OYAK, Global Net-Zero taahhüdünü veren ilk Türk çimento şirketi oldu
Şirket, düşük karbon ekonomisine geçiş için Bilime Dayalı Hedefler Girişimi ile birlikte çalışan 2 binden fazla işletme arasında yerini aldı
İSTANBUL (AA) - OYAK Çimento, global şirketlerin 2030 yılına kadar küresel sıcaklık artışını 1,5 derece santigrat ile sınırlandırmak için bilime dayalı hedefleri belirlemek adına gerekli kriterleri bir araya getiren 'Net-Zero (Net-Sıfır)' taahhüdünü veren ilk Türk çimento şirketi oldu.

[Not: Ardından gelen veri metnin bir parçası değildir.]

PR #1229, opened 2020-01-19
Dependency: timber -> ae5de6c

glennsl:
In addition to using native printf to avoid crashing on Windows, this:
- appends to the log file, so multiple processes can safely log to the same file. An optional `truncate` argument can be passed to `setLogFile`, which the main process can use to start from scratch each time.
- timestamp added to the log file header
- uses black foreground for all log levels, since that seems to be most legible with normal terminal colors


bryphe:
I'll bring this in immediately so we can upgrade Revery to pick up boxshadow fixes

OYAK Çimento'dan yapılan açıklamaya göre, dünya genelinde düşük karbon ekonomisine geçiş yapılırken, OYAK Çimento da Bilime Dayalı Hedefler Girişimi (Science Based Targets Initiative - SBTi) ile birlikte çalışan 2 binden fazla işletme arasında yerini aldı.
Sürdürülebilir bir dünyaya katkı sağlamak adına sektöründe öncü faaliyetler yürüten OYAK Çimento, enerji dönüşümleri ile karbon nötr bir dünyaya geçişin tasarlandığı günümüzde, iklim değişikliğine bağlı riskler odağında hazırladığı 2050 yol haritasına bağlı olarak çalışmalarına hız kesmeden devam ediyor.

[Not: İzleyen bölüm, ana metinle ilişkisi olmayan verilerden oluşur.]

PR #1230, opened 2020-01-20
Warn when closing window with unsaved changes

### LINKED ISSUE #610: Windows: No warning about unsaved changes
On Windows 10, if I have a file open in which I have made changes I am not warned about this before closing the program. This means all changes are lost, without having that behaviour be confirmed by the user.

glennsl:
2020-01-20-124655_413x233_scrot

Fixes #610

The message is a bit unbalanced, both visually and in terms of "scanability". It would be better to lead with a very short question summarizing the decision to be made, and then expand on it. We can tweak this later though, but it would be nice to have rich text support to be able to more easily to so.

A neat keyboard interface is planned for a subsequent PR.

### DIFF
--- a/src/Components/MessageBox.re
+++ b/src/Components/MessageBox.re
@@ -1,0 +1,77 @@
+open Oni_Core;
+
+open Revery.UI;
+open Revery.UI.Components;
+
+type action('msg) = {
+  label: string,
+  msg: 'msg,
+};
+
+module Styles = {
+  open Style;
+
+  let container = (~theme: Theme.t) => [backgroundColor(theme.background)];
+
+  let message = [padding(10)];
+
+  let messageText = (~theme: Theme.t, ~font: UiFont.t) => [
+    fontFamily(font.fontFile),
+    color(theme.foreground),
+    backgroundColor(theme.editorBackground),
+    fontSize(14),
+  ];
+
+  let actions = [flexDirection(`Row)];
+
+  let buttonOuter = (~isHovered, ~theme: Theme.t) => [
+    isHovered
+      ? backgroundColor(theme.menuSelectionBackground)
+      : backgroundColor(theme.editorBackground),
+    flexGrow(1),
+  ];
+
+  let buttonInner = [padding(10)];
+
+  let buttonText = (~isHovered, ~theme: Theme.t, ~font: UiFont.t) => [
+    fontFamily(font.fontFile),
+    color(theme.foreground),
+    isHovered
+      ? backgroundColor(theme.menuSelectionBackground)
+      : backgroundColor(theme.editorBackground),
+    fontSize(14),
+    alignSelf(`Center),
+  ];
+};
+
+let%component button = (~text, ~onClick, ~theme, ~font, ()) => {
+  let%hook (isHovered, setHovered) = Hooks.state(false);
+
+  <Clickable onClick style={Styles.buttonOuter(~theme, ~isHovered)}>
+    <View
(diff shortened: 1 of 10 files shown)


src/Components/MessageBox.re
```diff
@@ -0,0 +1,71 @@
...
+};
+
+module Styles = {
+  open Style;
+
+  let container = (~theme: Theme.t) => [backgroundColor(theme.background)];
+
+  let message = [
+    padding(20),
+    paddingBottom(30) // I don't know why this is needed, but it is
```
glennsl: There's some bugginess with the content size calculation here which causes the content to overflow unless adding some extra padding.

src/Model/State.re
```diff
@@ -54,6 +54,7 @@ type t = {
   pane: Pane.t,
   searchPane: Feature_Search.model,
   focus: Focus.stack,
+  modal: option(Modal.t),
```
glennsl: We might want to combine the modal and context menu model, so that a modal and context menu can't both be visible at the same time. Have to merge the context menu PR before doing that though.

src/Model/Actions.re
```diff
@@ -126,6 +126,10 @@ type t =
   | Sneak(Sneak.action)
   | PaneTabClicked(Pane.paneType)
   | VimDirectoryChanged(string)
+  | WindowCloseBlocked
+  | WindowCloseDiscardConfirmed
+  | WindowCloseSaveAllConfirmed
```
glennsl: These are a bit awkward as they're essentially user intents. I also don't think it's necessarily a problem to have "action-like" messages, and with feature projects the encapsulation and lack of granularity might sometimes make event-like messages difficult. But enforcing event-like names is still very useful to stop thinking of them as functions.

This is also a reason why I'm leaning more towards using `msg` instead of `event`. Another reason being that the term is established and familiar from the Elm architecture.

src/Components/MessageBox.re
glennsl: Seems like the text wrapping is what's causing the issue here. If the text doesn't wrap then everything measures as expected.

bryphe: Ah, ya, it sounds like from our conversation there may be a bug with the `measure` method of the `TextNode` 🤔

src/Model/Actions.re
bryphe: Sounds good! It seems like we're converging towards a very Elm-like architecture (ie, `updater`, `subscription`, and `msg`).

src/Model/Buffers.re
```diff
@@ -44,24 +44,17 @@ let isModifiedByPath = (buffers: t, filePath: string) => {
...
-let ofBufferOpt = (f, buffer) => {
-  switch (buffer) {
-  | None => None
-  | Some(b) => Some(f(b))
-  };
-};
-
 let applyBufferUpdate = bufferUpdate =>
-  ofBufferOpt(buffer => Buffer.update(buffer, bufferUpdate));
+  Option.map(buffer => Buffer.update(buffer, bufferUpdate));
```
bryphe: Oh, nice, thanks for cleaning this up!

src/Model/State.re
bryphe: Cool. I think the context menu should be unblocked now (https://github.com/onivim/oni2/pull/1232 brought in the `boxShadow` styling)

bryphe:
Cool to see this in action! Thanks for all the work on this, @glennsl

PR #1231, opened 2020-01-20
Fixes cursor position for menu dialog with prefixes

fanantoxa:
Code it wasn't counting full input value since that cursor was off to the left for a size of prefix.
Screenshot from 2020-01-20 15-59-21

This fixes this bug. Now cursor
Screenshot from 2020-01-20 15-59-59
 in place:


fanantoxa:
@glennsl Updated!

bryphe:
Great find @fanantoxa !

PR #1233, opened 2020-01-20
feat(other): paste text from buffer to input with ctrl + v

fanantoxa:
@glennsl It works but I'm not sure that this is ideal implementation.
What to start with something. This kinda missing feature when you for example copied path of failed test from console (CI).

### DIFF
--- a/src/Components/InputModel.re
+++ b/src/Components/InputModel.re
@@ -27,6 +27,12 @@ let add = (~at as index, insert, text) => (
   index + String.length(insert),
 );
 
+let getClipboardText = () =>
+  switch (Sdl2.Clipboard.getText()) {
+  | Some(value) => value
+  | None => ""
+  };
+
 let handleInput = (~text, ~cursorPosition) =>
   fun
   | "<LEFT>" => (text, max(0, cursorPosition - 1))
@@ -35,5 +41,6 @@ let handleInput = (~text, ~cursorPosition) =>
   | "<DEL>" => removeAfter(cursorPosition, text)
   | "<HOME>" => (text, 0)
   | "<END>" => (text, String.length(text))
+  | "<C-v>" => (text ++ getClipboardText(), String.length(text))
   | key when String.length(key) == 1 => add(~at=cursorPosition, key, text)
   | _ => (text, cursorPosition);


fanantoxa:
@glennsl Sounds REasonable! :) 
OS in general I get the point how to do that and will try to implement.

The most problems that I actually experience with implementing new stuff is typing system.
It _sounds_ good but if you should already know _notes_.
I think code might be much easier to work with if we'd add some type annotations.
It takes a lot of time to figure out what coming from where. (even with many years experience in other languages incl. functional)

Is that any easy way to get a hint on variable type for sublimetext or print it to console or smth? )

glennsl:
I don't know much about sublime text, but it seems to use the same language server that vscode does, which supports type hints. In vscode it's triggered by hovering over the definition, or typing `gh` when the cursor is on it. I (almost?) never need to use that myself though, even when first getting into a codebase.

Any module that exports definitions should have an interface file with type definitions for all the exports, and we're slowly moving towards that goal but a lot are unfortunately still missing. Otherwise there are usually plenty of hints other than type annotations, but it can take some getting used to seeing those. If there aren't any hints, that pretty much means it actually can be anything. There are still plenty of places where the code is structured badly so that the hints are too far away or there's just too much going on, and while local type annotations can certainly help there, it's usually better to refactor the code so they're not needed, which is happening, but slowly.

I was brand new to the codebase just three months ago myself, so I definitely see where you're coming from. But sounds like you're new to the language too, which of course doesn't help. What I struggled with the most was finding where the modules came from, because of inconsistent conventions, some being from Revery, and some being submodules that aren't searchable by filename. And the lack of imports in Reason certainly doesn't help. This has also gotten better though. There are fewer submodules and the structure is steadily improving, but still far to go. We could also be more explicit about external modules, like explicitly referencing or aliasing `Revery.Color` instead of opening `Revery` and using `Color` directly.

But let me know if you come across code that is really hard to follow. Then maybe I can explain it to you in a way that teaches you some new patterns and idioms that'll make it easier to understand similar code. Or I might just agree that it's really bad and refactor it right away :)

fanantoxa:
@glennsl Could you please add label WIP for it?
I think It'd be nice to implement ctrl+c, ctrl+A, ctrl+X along with that. 
But here another bug issue that prevent implementation for any of those

fanantoxa:
This is already implemented.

Bu kapsamda şirketlerin küresel sıcaklık artışını 1,5 derece santigrat ile sınırlandırmak için bilime dayalı hedefleri belirlemek adına ihtiyaç duyduğu kriterleri bir araya getiren “Net-Zero” (Net-Sıfır) taahhüdünü Türkiye'de veren ilk çimento şirketi olan OYAK Çimento, Ar-Ge ve inovasyon çalışmaları ışığında değer odaklı iş modeli ile sektördeki farklılığını bir kez daha ortaya koydu.
- Şirket SBTİ faaliyetlerine 2020 yılında başladı
Verilen bilgiye göre, SBTi ile ilgili faaliyetlerine 2020 yılında başlayan OYAK Çimento’nun taahhüdü, Birleşmiş Milletler (BM) destekli bir kampanya olan Race to Zero'nun da parçası olarak, SBTi, BM Küresel İlkeler Sözleşmesi ve We Mean Business tarafından da sergilenecek.
Sürdürülebilirlik alanında yönünü Türkiye’nin 2053 net sıfır hedefine katkı verecek şekilde belirleyen OYAK Çimento, çevresel sorumluluğu kapsamında son 5 yılda enerji maliyetlerini düşürmek, atık besleme sistemlerini daha ileri seviyelere götürmek, atık ısıdan geri kazanım tesisleri yapmak ve daha çevreci üniteler kurmak üzere önemli yatırımlar gerçekleştirirken, alternatif yakıt kullanım oranını da önemli ölçüde artırdı.